İş sözleşmesini eser ve vekâlet sözleşmelerinden ayırt eden en önemli kıstas bağımlılık unsurudur. Her üç sözleşmede iş görme edimini yerine getirenin iş görülen kişiye (işveren-eser sahibi veya temsil edilen) karşı ekonomik bağlılığı vardır. Ancak, iş sözleşmesinde işçi, belirli veya belirsiz süreli olarak işveren için çalışır. Vekâlette ise vekilin belli bir zamana bağlı olarak çalışması söz konusu değildir. Vekil kural olarak uzmanlığı bakımından iş sahibinin talimatları ile bağlı değildir. İş sözleşmesinin varlığı, ücretin ödenmesini gerektirir. Oysa vekâlet için ücret zorunlu bir unsur değildir. Vekâlet sözleşmesine ilişkin hükümlerde, iş sözleşmesinin aksine sosyal nitelikte edimlere ve koruma yükümlülüklerine rastlanmaz. Bağımsız olarak iş gören, bu nedenle faaliyetini sürdüreceği zamanı belirlemede kısmen de olsa serbestliğe sahip olan, bütün zamanını tek bir müvekkile hasretmek zorunda olmayan vekil, farklı kişilerle ayrı vekâlet sözleşmeleri yapabilmekte ve bu şekilde ekonomik olarak tek bir işverene bağlı olmaktan kurtulmaktadır.
İş sözleşmesini belirleyen başka bir kriter hukukî-kişisel bağımlılıktır. Gerçek anlamda hukukî bağımlılık, işçinin işin yürütümüne ve işyerindeki davranışlarına ilişkin talimatlara uyma yükümlülüğünü üstlenmesi ile doğar. İşçi, edimini işverenin karar ve talimatları çerçevesinde yerine getirmek durumundadır. İşçinin bu anlamda işverene karşı kişisel bağımlılığı da bulunmaktadır.

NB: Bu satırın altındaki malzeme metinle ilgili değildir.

PR #482, opened 2021-06-29
[A1 - CopyNPaste API] - Fix SQL Injection

aranhams:

A1 - CopyNPaste API

SQL query sanitization by parameterizing the inputs.


GabhenDM (approved):
Nice job, @aranhams  After your fixes, I could not reproduce the attack narrative anymore. 🐼 🚀

Little bobby tables would be proud! 

SQL Injections are the oldest and most common vulnerability out there. prepared/parametrized statements are the recommended way to prevent them!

İş sözleşmesinde bağımlılık unsurunun içeriğini; işverenin talimatlarına göre hareket etmek ve iş sürecinin ve sonuçlarının işveren tarafından denetlenmesi oluşturmaktadır. İşin işverene ait işyerinde görülmesi, malzemenin işveren tarafından sağlanması, iş görenin işin görülme tarzı bakımından iş sahibinden talimat alması, işin iş sahibi veya bir yardımcısı tarafından kontrol edilmesi, bir sermaye koymadan ve kendine ait bir organizasyonu olmadan faaliyet göstermesi, ücretin ödenme şekli kişisel bağımlılığın tespitinde dikkate alınacak yardımcı olgulardır. Sayılan bu belirtilerin hiçbiri tek başına kesin bir ölçü teşkil etmez. İşçinin, işverenin belirlediği koşullarda çalışırken, kendi yaratıcı gücünü kullanması, işverenin isteği doğrultusunda işin yapılması için serbest hareket etmesi, bu bağımlılık ilişkisini ortadan kaldırmaz. Çalışanın işyerinde kullanılan üretim araçlarına sahip olup olmaması, kâr ve zarara katılıp katılmaması, karar verme özgürlüğüne sahip olup olmaması bağımlılık unsuru açısından önemlidir.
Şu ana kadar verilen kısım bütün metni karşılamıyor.